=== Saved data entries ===
PR #844, opened 2022-06-07
Update elastic-agent-managed.yaml.tmpl clusterrole

MichaelKatsoulis:
Add permissions in `elastic-agent` ClusterRole for monitoring 
1.  serviceaccounts
2.  persistentvolumes
3.  persistentvolumeclaims
4.  daemonsets

Syncing the manifest with https://github.com/elastic/elastic-agent/blob/main/deploy/kubernetes/elastic-agent-managed-kubernetes.yaml


ChrsMark:
> > Wondering how we could ensure to getting this synced with the upstream in order to avoid having inconsistencies that might lead to a failing CI.
> 
> On what cases is the current situation leading to a failing CI? Changes are introduced in a controlled way now both in elastic-package and integrations.

Whenever we change something in Beats (or Agent) core that requires changes in the manifests too. In those cases we adjust the manifests at the respective repositories too. However, the CI that tests the k8s package in the Integrations repository will start failing if the manifests used for testing are not updated too. This could be manageable so far with few contributors to these areas but as soon as we have more people involved it can become frustrating and counter-productive.
Maybe just having docs can help here but relying on people's tribal knowledge would be quite error prune to my mind.

@gizas any ideas here?

jsoriano:
> Whenever we change something in Beats (or Agent) core that requires changes in the manifests too.

Take into account that if we make changes in Beats or Agent, that also require changes in the manifests to avoid failures, they will also require changes in user's manifests, what would be breaking changes. We should avoid this kind of changes.

> However, the CI that tests the k8s package in the Integrations repository will start failing if the manifests used for testing are not updated too.

Do they start failing without changes in the package? Or do they faile when changes are applied to the package?
If they start failing after changes in the package I think this is fine, a change to support some things is needed in the manifest included in elastic-package.
If they start failing without changes in the package, this needs to be investigated.

We should aim to have reproducible builds, to reduce surprises, this implies to introduce changes in controlled ways everywhere.

An option to give more control to package developers can be to have some way to configure the agent with some configuration in the package. For example in https://github.com/elastic/elastic-package/pull/786 we introduced a way to deploy custom agents (using docker compose), and it includes [a mechanism to override settings](https://github.com/elastic/elastic-package/blob/810353f59deb7c88ff8a241663b5671d9d4f1f40/docs/howto/system_testing.md#agent-service-deployer). We might introduce a similar way to override settings in the agent started by the kubernetes deployer. Would something like this be preferable for your team?

ChrsMark:
> > Whenever we change something in Beats (or Agent) core that requires changes in the manifests too.
> 
> Take into account that if we make changes in Beats or Agent, that also require changes in the manifests to avoid failures, they will also require changes in user's manifests, what would be breaking changes. We should avoid this kind of changes.


> > However, the CI that tests the k8s package in the Integrations repository will start failing if the manifests used for testing are not updated too.
> 
> Do they start failing without changes in the package? Or do they faile when changes are applied to the package? If they start failing after changes in the package I think this is fine, a change to support some things is needed in the manifest included in elastic-package. If they start failing without changes in the package, this needs to be investigated.
> 
> We should aim to have reproducible builds, to reduce surprises, this implies to introduce changes in controlled ways everywhere.
> 
> An option to give more control to package developers can be to have some way to configure the agent with some configuration in the package. For example in #786 we introduced a way to deploy custom agents (using docker compose), and it includes [a mechanism to override settings](https://github.com/elastic/elastic-package/blob/810353f59deb7c88ff8a241663b5671d9d4f1f40/docs/howto/system_testing.md#agent-service-deployer). We might introduce a similar way to override settings in the agent started by the kubernetes deployer. Would something like this be preferable for your team?


See as an example https://github.com/elastic/elastic-package/pull/702. In general we don't consider changes at [manifests](https://github.com/elastic/beats/tree/2f398145c29b9a025364bda21140b29c81d139f8/deploy/kubernetes) as breaking changes and change those files at will. For example we had completely refactored those to introduce k8s leaderelection. 

Having changes that would fail critically without changes in the manifests is sth serious but is a matter of implementation. Ideally a new feature that would require a change in permissions should not fail critically. But this should be taken into account during the feature implementation by answering the question "what will happen if users do not grand these permissions? Will Metricbeat crash completely?" I don't have a fresh example to illustrate this at the moment but I think it's a bit diverging from my main point here which is to provide a smooth way to maintain our stuff with less human prone/interaction approach.

Speaking of the specific manifests I would just find it ok to use the "official" manifests in every testing we do either it is manual or CI based. This is why I wonder why to maintain manifests in several places.

gizas:
> > > Wondering how we could ensure to getting this synced with the upstream in order to avoid having inconsistencies that might lead to a failing CI.
> > 
> > 
> > On what cases is the current situation leading to a failing CI? Changes are introduced in a controlled way now both in elastic-package and integrations.
> 
> Whenever we change something in Beats (or Agent) core that requires changes in the manifests too. In those cases we adjust the manifests at the respective repositories too. However, the CI that tests the k8s package in the Integrations repository will start failing if the manifests used for testing are not updated too. This could be manageable so far with few contributors to these areas but as soon as we have more people involved it can become frustrating and counter-productive. Maybe just having docs can help here but relying on people's tribal knowledge would be quite error prune to my mind.
> 
> @gizas any ideas here?

I am thinking of a simple file diff initially might work for us as manual step to check differences only with main brunch.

=== Exercise instructions ===
Find the lines above that include the string "gizas" and copy them.

=== Output ===
@gizas any ideas here?
gizas:
> @gizas any ideas here?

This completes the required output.